CTGF is a direct target of YAP and TEAD. (A) Both YAP and TEAD1 bind to the CTGF promoter. ChIP from MCF10A cells was performed with control IgG, YAP, or TEAD1 antibody as indicated. The presence of CTGF promoter was detected by PCR. (B) Activation of CTGF reporter by YAP and TEAD1. A luciferase reporter driven by CTGF promoter was cotransfected with YAP wild type or S94A mutant as indicated with or without TEAD1 cotransfection. Luciferase activity was measured and normalized to cotransfected β-galactosidase. (C) Dominant-negative TEAD1 blocks the YAP stimulation of the CTGF reporter. The indicated plasmids were cotransfected, and luciferase activity was determined as in B. (D) The human CTGF promoter region contains three putative TEAD-binding sites. The putative TEAD-binding sites (TB1–TB3) are shown in red. (E) The putative TEAD-binding sites are important for CTGF promoter activity. The putative TEAD-binding sites (TB) were mutated individually or in combination. The luciferase activity of each reporter was measured in the presence or absence of YAP and TEAD1. The activation folds by YAP and TEAD1 are shown. (F) YAP and TEAD are required for CTGF expression. ACHN cells were infected with the indicated shRNA lentiviruses, and CTGF mRNA levels were determined by quantitative RT–PCR. (G) Knockdown of YAP or TEAD1/3/4 decreases CTGF protein levels. Experiments were similar to F except Western blotting was performed with the indicated antibodies. (H) YAP, TEAD, and CTGF are important for the AHCN cell growth.

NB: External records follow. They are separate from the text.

PR #489, opened 2023-05-03
fix: use `buffer` package

poppoerika:
A user reported an issue where our nodejs SDK was throwing `throw new errors_1.InvalidArgumentError('failed to parse token')` with Node version 14.15.0 and 15.0.0.
This was due to using `btoa` and `atob` to encode/decode to base64 and these are deprecated in the node environment.

Tested with:
node version:

- 14.15.0,
- 15.0.0,
- 16.17.0

platform:

- console (specifically generate token where we use encodeToBase64 )
- nodejs - ran example as well as integration test and successfully ran.


packages/core/src/internal/utils/string.ts
```diff
@@ -8,6 +8,12 @@ are a few ways we can handle this.
 2. pull these functions out into their respective sdks
```
poppoerika, line 8: I will remove this comment once this PR is good to merge.

packages/core/src/internal/utils/string.ts
```diff
@@ -8,6 +8,12 @@ are a few ways we can handle this.
...
 3. maybe some 3rd party library can help? */
```
poppoerika, line 9: I will remove this comment once this PR is good to merge.

packages/core/src/internal/utils/string.ts
```diff
@@ -8,6 +8,12 @@ are a few ways we can handle this.
...
+import {Buffer} from 'buffer/index';
 
-export const encodeToBase64 = (str: string) => btoa(str);
+export const decodeFromBase64 = (base64: string) => {
+  return Buffer.from(base64, 'base64').toString('utf8');
+};
+
+export const encodeToBase64 = (str: string) => {
+  return Buffer.from(str, 'utf-8').toString('base64');
+};
```
malandis, line 19: Is the buffer package only needed for browser compatibility?

malandis (commented):
Only question is regarding the motivation for the change. Node.js has a built-in `Buffer` type, so I am not clear if the change is to support browser only?

packages/core/src/internal/utils/string.ts
poppoerika: The buffer package allows:
- encoding/decoding to base64 in a browser
- encoding/decoding to base64 with Node version 14 and 15. I have tested 14.15.0 and 15.0.0 specifically since those are the versions the user reported the issue with.

poppoerika: We were using `atob` and `btoa` from the built-in Buffer class for Node.js but the user reported that it didn't work with Node v 14 and 15 which @eaddingtonwhite and I were able to reproduce on our laptop.
@cprice404 also tested on arm/x86 EC2 with those Node versions, and that didn't work either.

malandis (approved):
💯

YAP, TEAD1/3/4, and CTGF were knocked down by shRNAs. Cell growth rate was determined. (I) CTGF is required for YAP-induced growth and morphological change in 3D culture. MCF10A cells expressing YAP-5SA were infected with indicated shRNA lentiviruses. The morphology in 2D and 3D culture was documented as in Figure 2C. (J) CTGF knockdown attenuates YAP induced anchorage-independent growth in soft agar. The indicated MCF10A stable cells were plated in soft agar and allowed to grow for 3 wk, after which colonies were stained with crystal violet and counted. Pictures of the stained colonies were presented in higher magnification to show the colony size reduction by CTGF shRNAs.